Не вполне определенный статус цикла как литературного факта (считать ли его примером «постобэриутской» поэтики, ранним образцом «неподцензурной» литературы[439]
и «ленинградского неомодерна», гениальной «вспышкой сознания», объяснимой не столько факторами литературного процесса, сколько психологически) делает анализ зависимым от способа структурирования пространства советской литературы, предпринимаемого исследователем. Приобщение цикла Гора к корпусу литературы блокадного Ленинграда требует предварительного обобщения предшествующего литературного опыта писателя и принятия во внимание последующего. Механизм фиксации блокадных обстоятельств, реализованный Гором в цикле в сопоставлении с его «официальным» творчеством, обнаруживает признаки сознательного и последовательного конструирования.Сразу после войны у Гора возникает много причин для отказа от прежней модели – от ее уже упомянутой исчерпанности до проблем, вызванных постановлением 1946 года, а затем – системными переменами в советском литературном процессе. В прозе 1960-х очевидна попытка через жанр «философической» научной фантастики – локального варианта «магического реализма» – вернуться к идее гармоничного, бесконфликтного мира.

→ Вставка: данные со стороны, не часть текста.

Issue #3119, opened 2019-10-10
No EXIF in files exported from darkroom mode


tomaszg7:
**Describe the bug**
I export my photos to 16-bit TIFF from darkroom mode. In current GIT HEAD (fa2d1c204ab73a4c0d2d4600d66531c29cb8ed38), exported files are missing EXIF data. Surprisingly, it happens only if I export from darkroom view (via ^E). If I do it from lighttable view, exif shows up. As far as I could tell all file formats are affected.

Exif metadata doesn't show either with `exiftool` or `exiv2`.

**To Reproduce**
1. Enter darkroom mode
1. Export photo (e.g. to 16-bit TIFF) via ^E.
1. Check for EXIF.

**Platform (please complete the following information):**
 - OS: Gentoo Linux
 - exiv2-0.27.2

Attaching log from `-d all`:
[dt.log.gz](https://github.com/darktable-org/darktable/files/3714979/dt.log.gz)

phrrk:
I have observed similar issue when exporting from lightable mode, when using a storage type I have written as a lua script.  This script uses phototeleport (a windows application) as an uploader to Flickr.  exiftool reports that none of the exif data stored in the .xmp file are incorporated into the exported file.  However image description and GPS tagging do seem to make it through to the exported file, but title and darktable processing history do not (I have checked export settings).  All exif data are included if I simply export to file on disk.

phweyland:
ooops, I've not tested the export (crtl-e) from darkroom indeed. I'll look at this asap.

> when using a storage type I have written as a lua script
@phrrk, your case in not clear to me. I don't know well what can be done with lua for export. Could you explain a bit more how that works ? Maybe share the script ?

TurboGit:
@phweyland : thanks!

phweyland:
> @phweyland : thanks!

I may not have too much time the next 2 or 3 days. Do you have any hard deadline for that ?

TurboGit:
No, I would say that before end of month is ok.

phrrk:
@phweyland, I attach my lua script which is based on the gimp one.  Essentially all it does is export an image, or images, into a temporary storage location and then passes this image, or images, to the external application (phototeleporter) in this case.  Once the uploads are complete the exported files are deleted from the temporary storage.  I haven't checked but I would assume that the same issue applies with the gimp.lua script that comes with darktable as my script is heavily based on that one.

[...]

Issue #3114, opened 2019-10-10
darktable-cli Segmentation fault


ClaesGitHub:
**Describe the bug**

Segmentation fault (core dumped)
when using darktable-cli from version dt 2.7.0+1972~g066980eb1

**Steps to reproduce**

> /opt/darktable/bin/darktable-cli Something.RAF Name.jpg

Backtrace written into 
[darktable_bt_T3RD9Z.txt](https://github.com/darktable-org/darktable/files/3712908/darktable_bt_T3RD9Z.txt)

**Platform:**
OS: Manjaro 18.1.0 KDE

**Additional context**
CPU 3rd generation Ryzen (3900X)
Motherboard Aorus Pro

Help, please...

/Claes in Lund, Sweden

TurboGit:
Problems seems obvious with the trace. Will fix.

ClaesGitHub:
Merci! But sorry: the bug is still there.
Here is a fresh dump, based on latest dt version:
[newDump.txt](https://github.com/darktable-org/darktable/files/3713924/newDump.txt)

TurboGit:
That's another instance of the same bug. Will fix !

TurboGit:
Second fix installed. Can you try again ? Thanks.

TurboGit:
Good to hear! Thanks.

PR #3127, opened 2019-10-12
fix metadata export issues #3119

phweyland:
Should be fixed:
- ctrl-e in darkroom
- lua export
- dt cli - set default export metadata params instead of null

I have not tested lua export, nor dt cli.
Few code changes but some moves to common library.


phweyland:
Should have solved also #3114. I had removed the null test in exif.cc after adding metadata everywhere (so I thought :-) ). Thanks.

TurboGit:
Works good on my side. Code looks ok. Thanks.

PR #3129, opened 2019-10-12
iop_order: fix allocation success check in OpenCL colorspace transform

flannelhead:
Noticed this suspicious-looking `NULL` check in `iop_order`.

There's another issue where at least some `iop`s give a black or grey image when enabled together with OpenCL. I'll post a proper ticket probably tomorrow, didn't have time to scrutinize the issue further yet.


TurboGit:
Obviously correct ! Thanks.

Безусловным общим местом для прозы Гора с конца 1920-х годов является восприятие творчества как радости, позитивного, обогащающего, «чудесного» опыта, распространявшееся до практически не знающей исключений благожелательности к любым творческим усилиям, корпоративной солидарности чуть ли не с каждым, кто оказывается «советским писателем». С определенного момента основным предметом рефлексии для Гора оказывается сам по себе творческий процесс (без упоминания возможных механизмов его ограничения). Если верно, однако, что утопия «наивной», естественной гармонии и радости творчества, преодолимости средствами науки и искусства любых ограничений и барьеров была ключевой идеей, объединяющей творчество Гора (а заодно – что «быть писателем» означало для него в том числе публиковать написанное), то стихи 1942–1944 годов предстают не только непосредственной реакцией на блокадный опыт или новой формой, опосредованной поэтикой ОБЭРИУ и поэзией ленинградского авангарда, но и опытом своеобразной «онтологической рефлексии» и кропотливой работы над собственным творческим методом – работы, не получившей развития в силу разных обстоятельств.
«Блокада в слове», реализованная Гором, могла возникнуть только на основании определенной пресуппозиции, заданной предшествующим литературным и социальным опытом и отнюдь не отмененной зимой 1941/42 года. Нам представляется, что это отношение касается и ряда других литературных и паралитературных свидетельств исторической блокады, и рассмотрение их в систематической связи может выстраиваться по этой линии по крайней мере столь же продуктивно, как и изолированное рассмотрение феномена неподцензурной блокадной литературы в свете ее типологических характеристик.
Полина Барскова
Блокадные ты: функции лирического обращения в поэзии Зинаиды Шишовой, Ольги Берггольц и Геннадия Гора
Блокада подвергла отношения между людьми самому жестокому испытанию – необходимости выбирать между собой и своим близким[440]
, и даже в тех невероятных случаях, когда человек оказывался в состоянии «делить поровну», отношения подвергались коррозии, часто непоправимой. Задача писать о человеческих отношениях достигла в блокаду нового, предельного уровня сложности. Писать любовь среди лютой смерти в принципе не может быть просто, но необходимость ориентироваться при этом на требования цензуры создавала дополнительные препятствия для лирического высказывания. Таким образом, блокада вынуждала поэтов искать новые парадигмы, придавать новые цели и смыслы традиционным формам.В настоящих заметках я рассматриваю три сценария соотнесенности блокадной лирики с теми задачами, которые ставили перед собой ее авторы, и теми возможностями для публикации, которыми они в реальности обладали: создание стихов для самого широкого читателя, читателя «всесоюзного значения» (и для блокадника, и для жителя Большой земли), для исторически специфического читателя внутри блокадного города во время «смертной поры» 1941–1942 годов и вообще не для читателя.
Мне кажется целесообразным проследить связь между лирической адресацией (к кому обращается лирический субъект стихотворения) и предполагаемой аудиторией (на какую читательскую аудиторию рассчитывает автор) в блокадной поэзии, существовавшей в крайне жесткой политической ситуации, а также ответить на вопрос, каким образом соотнесенность этих факторов отражалась на содержании лирического текста. Ответ на этот вопрос может помочь наметить предварительные подходы к пониманию того, каким образом в блокадном городе могли сосуществовать настолько идеологически и стилистически разные способы поэтического выражения.